Временное затишье, наступившее после событий в Европе, закончилось. Последующие месяцы авианалеты, особенно в прибрежных городах Англии, стали неотъемлемой частью жизни горожан. В конце июля противник предпринял массированную атаку на Дувр. В воздух поднялись десятки наших истребителей, и в небе завязался ожесточенный бой, о напряженности которого можно судить уже по тому, что за тридцать минут сражения было уничтожено семнадцать вражеских самолетов. Говорили, что перед нападением немцы провели масштабную разведку, воспользовавшись при этом самолетами Красного Креста. Оставалось лишь благодарить судьбу за то, что по какой-то неведомой нам причине гитлеровцы не напали в жаркие июньские дни, когда бухта Дувра была под завязку забита баркасами и шлюпками беженцев, прибывающих из Голландии и Бельгии. Я хорошо помню французских солдат, как они с опаской поглядывали в безоблачное небо, а также женщин с детьми, которые, едва ступив на берег, стремились спрятаться под любым навесом, лишь бы не оставаться на открытой местности.
Часть вторая
Представление
Глава первая
В конце августа Ричарду дали небольшой отпуск. Мы решили выбраться на недельку из Лондона и отправились в Ньюлендс-Корнер – полюбоваться красотами Даунса [54]. Отель, в котором мы остановились, раньше был частным домом. Гостям разрешалось пользоваться огромной библиотекой, для нас с Ричардом, заядлых любителей чтения, это стало еще одним удовольствием, как и долгие прогулки в восхитительных садах, окружавших поместье. Перед отъездом из Лондона нам пришлось пережить несколько объявлений воздушной тревоги; к счастью, оповещения были совсем короткими.

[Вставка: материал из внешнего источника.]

PR #73, opened 2023-05-02
Supporting action view types that can be used for inserting into curr…

dvargas92495:
…ent canvas/page

### DIFF
--- a/src/components/QueryDrawer.tsx
+++ b/src/components/QueryDrawer.tsx
@@ -40,46 +40,35 @@ const SavedQuery = ({
   uid,
   isSavedToPage = false,
   onDelete,
-  resultsReferenced,
   clearOnClick,
-  setResultsReferenced,
   editSavedQuery,
   initialResults,
-  onRefresh,
 }: {
   uid: string;
   onDelete?: () => void;
   isSavedToPage?: boolean;
-  resultsReferenced: Set<string>;
   clearOnClick: (s: string) => void;
-  setResultsReferenced: (s: Set<string>) => void;
   editSavedQuery: (s: string) => void;
   initialResults?: Result[];
-  onRefresh: () => void;
 }) => {
   const [results, setResults] = useState<Result[]>(initialResults || []);
-  const resultFilter = useCallback(
-    (r: Result) => !resultsReferenced.has(r.text),
-    [resultsReferenced]
-  );
   const [minimized, setMinimized] = useState(!isSavedToPage && !initialResults);
   const [initialQuery, setInitialQuery] = useState(!!initialResults);
   const [label, setLabel] = useState(() => getTextByBlockUid(uid));
   const [isEditingLabel, setIsEditingLabel] = useState(false);
   const [error, setError] = useState("");
-  useEffect(() => {
-    if (!initialQuery && !minimized) {
-      setInitialQuery(true);
+  const resultsInViewRef = useRef<Result[]>([]);
+  const refresh = useCallback(
+    () =>
       fireQuery(parseQuery(uid))
         .then(setResults)
         .catch(() => {
           setError(
             `Query failed to run. Try running a new query from the editor.`
           );
-        });
-    }
-  }, [initialQuery, minimized, setInitialQuery, setResults, uid]);
-  const resultsInViewRef = useRef<Result[]>([]);
+        }),
+    [uid, setResults, setError]
+  );
   return (
     <div
       style={{
@@ -91,7 +80,7 @@ const SavedQuery = ({
     >
       <ResultsView
         parentUid={uid}
-        onRefresh={onRefresh}
+        onRefresh={refresh}
         header={
           error ? (
             <div className="text-red-700 mb-4">{error}</div>
@@ -124,7 +113,7 @@ const SavedQuery = ({
                   {label}
                 </span>
               )}
-              <div className="mr-14 mt-2">
+              <div className="mr-16 mt-2">
                 <Tooltip content={"Edit"}>
                   <Button
                     icon={"edit"}
@@ -208,12 +197,6 @@ const SavedQuery = ({
                           resultsInViewRef.current.map((r) => {
                             clearOnClick?.(r.text || "");
                           });
-                          setResultsReferenced(
-                            new Set([
-                              ...Array.from(resultsReferenced),
-                              ...resultsInViewRef.current.map((r) => r.text),
-                            ])
-                          );
                         }}
                       />
                     </Tooltip>
@@ -249,7 +232,13 @@ const SavedQuery = ({
                     <Tooltip content={minimized ? "Maximize" : "Minimize"}>
                       <Button
                         icon={minimized ? "maximize" : "minimize"}
-                        onClick={() => setMinimized(!minimized)}
+                        onClick={() => {
+                          if (!initialQuery && minimized) {
+                            setInitialQuery(true);
+                            refresh().finally(() => setMinimized(false));
+                          }
+                          setMinimized(!minimized);
+                        }}
                         active={minimized}
                         minimal
                       />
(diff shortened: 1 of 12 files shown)


dvargas92495:
https://www.loom.com/share/14b842ec259f4819bb189a20204dca09

src/components/QueryDrawer.tsx
```diff
@@ -40,46 +40,35 @@ const SavedQuery = ({
...
-  setResultsReferenced: (s: Set<string>) => void;
   editSavedQuery: (s: string) => void;
   initialResults?: Result[];
-  onRefresh: () => void;
 }) => {
   const [results, setResults] = useState<Result[]>(initialResults || []);
-  const resultFilter = useCallback(
-    (r: Result) => !resultsReferenced.has(r.text),
-    [resultsReferenced]
-  );
```
dvargas92495, line 64: A big part of these changes was trying to get rid of custom logic that query editor/results view had to handled.

Here, `resultsReferenced` could now be handled with the `is in canvas` and `is referenced by block in page with title` conditions

src/components/ResultsView.tsx
```diff
@@ -156,11 +162,13 @@ const ResultView = ({
   ctrlClick,
   views,
   extraColumn,
+  onRefresh,
 }: {
   r: Result;
   ctrlClick?: (e: Result) => void;
   views: { column: string; mode: string; value: string }[];
   extraColumn?: { row: (e: Result) => React.ReactNode; reserved: RegExp[] };
```
dvargas92495, line 170: similarly, we will one day get rid of `extraColumn` and `ctrlClick` in favor of the user being able to denote `actions` in columns.

src/components/TldrawCanvas.tsx
```diff
@@ -397,51 +394,28 @@ const TldrawCanvas = ({ title }: Props) => {
...
-        userId,
-        uid: persisted.children[0].uid,
-      };
     }
+    const instanceId = TLInstance.createCustomId(pageUid);
+    const userId = TLUser.createCustomId(getCurrentUserUid());
+    const props = getBlockProps(pageUid);
+    const rjsqb = props["roamjs-query-builder"] as Record<string, unknown>;
+    const data = rjsqb?.tldraw as Parameters<TLStore["deserialize"]>[0];
+    return { instanceId, userId, data };
```
dvargas92495, line 418: Instead of a giant text blob, we are now storing the tldraw data in `block/props`. this makes it queryable!

src/components/TldrawCanvas.tsx
```diff
@@ -486,15 +474,59 @@ const TldrawCanvas = ({ title }: Props) => {
...
+  useEffect(() => {
+    const actionListener = ((
+      e: CustomEvent<{
+        action: string;
+        uid: string;
+        val: string;
+        onRefresh: () => void;
+      }>
+    ) => {
+      if (!/canvas/i.test(e.detail.action)) return;
```
dvargas92495, line 495: the way that query builder actions work is that they fire a global event, which our tldraw listens to for any `canvas` type actions

src/index.ts
```diff
@@ -351,6 +363,11 @@ svg.rs-svg-container {
     const toggleDiscourseGraphsMode = await initializeDiscourseGraphsMode(
       onloadArgs
     );
+    if (getNodeEnv() === "development" && localStorageGet(SETTING)) {
+      extensionAPI.settings.set(SETTING, true);
+      toggleDiscourseGraphsMode(true);
```
dvargas92495, line 368: I was getting annoyed at constantly reloading qb and dg being off

src/utils/conditionToDatalog.ts
```diff
@@ -186,6 +209,30 @@ const translator: Record<string, Translator> = {
     placeholder: "Enter any placeholder for the node",
     isVariable: true,
   },
+  "is referenced by block in page with title": {
```
dvargas92495, line 212: this is a mouthful, but the alternative was reworking the `not` condition to be able to handle multiple clauses

src/utils/conditionToDatalog.ts
```diff
@@ -661,6 +711,82 @@ const translator: Record<string, Translator> = {
     },
     placeholder: "Enter any natural language date value",
   },
+  "is in canvas": {
```
dvargas92495, line 714: this is cool. Canvas data is now queryable

src/utils/getBlockProps.ts
```diff
@@ -0,0 +1,22 @@
+import type { PullBlock } from "roamjs-components/types/native";
+
+export const normalizeProps = (
```
dvargas92495, line 3: props come out of Roam with `:` prefixed but go into Roam without it. Go figure

src/components/ResultsView.tsx
mdroidian: RE: `ctrlClick`

It might be a good idea to think about having a quicker way to achieve add to a canvas page or having `action:canvas` on by default on canvas pages.

I imagine if the only way a user could add to canvas via the drawer is by:

- clicking menu
- clicking column views
- clicking view
- clicking action
- typing `canvas`

This could get tedious each time.

src/index.ts
```diff
@@ -36,6 +36,10 @@ import { renderTldrawCanvas } from "./components/TldrawCanvas";
 import getSamePageAPI from "@samepage/external/getSamePageAPI";
 import { registerDatalogTranslator } from "./utils/conditionToDatalog";
 import { QBGlobalRefs } from "./utils/types";
+import localStorageSet from "roamjs-components/util/localStorageSet";
+import localStorageGet from "roamjs-components/util/localStorageGet";
```
mdroidian, line 40: Duplicate?

src/utils/conditionToDatalog.ts
```diff
@@ -76,6 +80,25 @@ const getTitleDatalog = ({
       ];
     }
   }
+  const currentMatch = /^\s*{current}\s*$/i.test(target);
+  if (currentMatch) {
+    // Can't use this, since it's async
+    // window.roamAlphaAPI.ui.mainWindow.getOpenPageOrBlockUid();
+    const uid = getCurrentPageUid();
```
mdroidian, line 87: So this will be the current page at time of query, not the current page of the query itself.
If that is the desired results, cool.
But running this in the sidebar will get the current page results.

mdroidian (approved):
This is 🔥!   Love it.

I added 2 lines to the README, the rest of the changes are just from prettier
- `is in canvas`
- `is referenced by block in page with title`

(I had `{current}` in the wrong spot 😶, so I removed it.  I'll come back to it.)

`{current}` is awesome too, btw.  Just the other day I was going to add an issue for this feature. 🚀

src/index.ts
dvargas92495: Set vs Get

src/utils/conditionToDatalog.ts
dvargas92495: Yea it's meant to be the page of the main window (query drawer doesn't even have a current page). We don't yet have the use case for current page of the query itself

src/components/ResultsView.tsx
dvargas92495: yea... maybe this should be a `Selection` instead of a View type? Would cut out all five of those steps.

The only weird thing would be how it interacts with views, but maybe we could filter it out of that process entirely

src/index.ts
mdroidian: image

src/components/ResultsView.tsx
dvargas92495: Ok I like this alot more. Here's the selection
Screen Shot 2023-05-05 at 2 58 07 PM

And here's the rendering. Notice that we could handle icons now!
Screen Shot 2023-05-05 at 2 58 17 PM

This gets a lot cooler with custom table width setting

В те дни я работала в диспетчерской ратуши, подменяя одну из ушедших в отпуск телефонисток. Для оповещения использовалась система цветовых сигналов. Фиолетовый предупреждал, что береговые наблюдатели заметили приближение вражеских самолетов. Затем следовал желтый – сигнал готовности всем службам противовоздушной обороны. И наконец, красный – звуковая тревога для граждан. Все посты гражданской обороны имели телефонную связь с центральной диспетчерской, куда передавали сведения о происшествиях и запросы на оказание помощи спасателей и медиков. Думаю, и волонтеры, и штатные сотрудники испытывали невероятное напряжение: мы понимали, что красный сигнал тревоги больше не является учебным – все происходит по-настоящему, и с волнением ждали, когда настанет пора взяться за дело. После стольких тренировок мы не могли подвести нашего неутомимого наставника, мистера Кейна. Диспетчеры были настроены решительно, готовясь с максимальной эффективностью выполнить свою работу. Но затем пришел белый сигнал – отбой тревоги. Мы вздохнули с облегчением, смешанным с некоторой долей разочарования: нам не довелось продемонстрировать мастерство и доказать, что мистер Кейн не напрасно потратил столько времени и сил на наше обучение.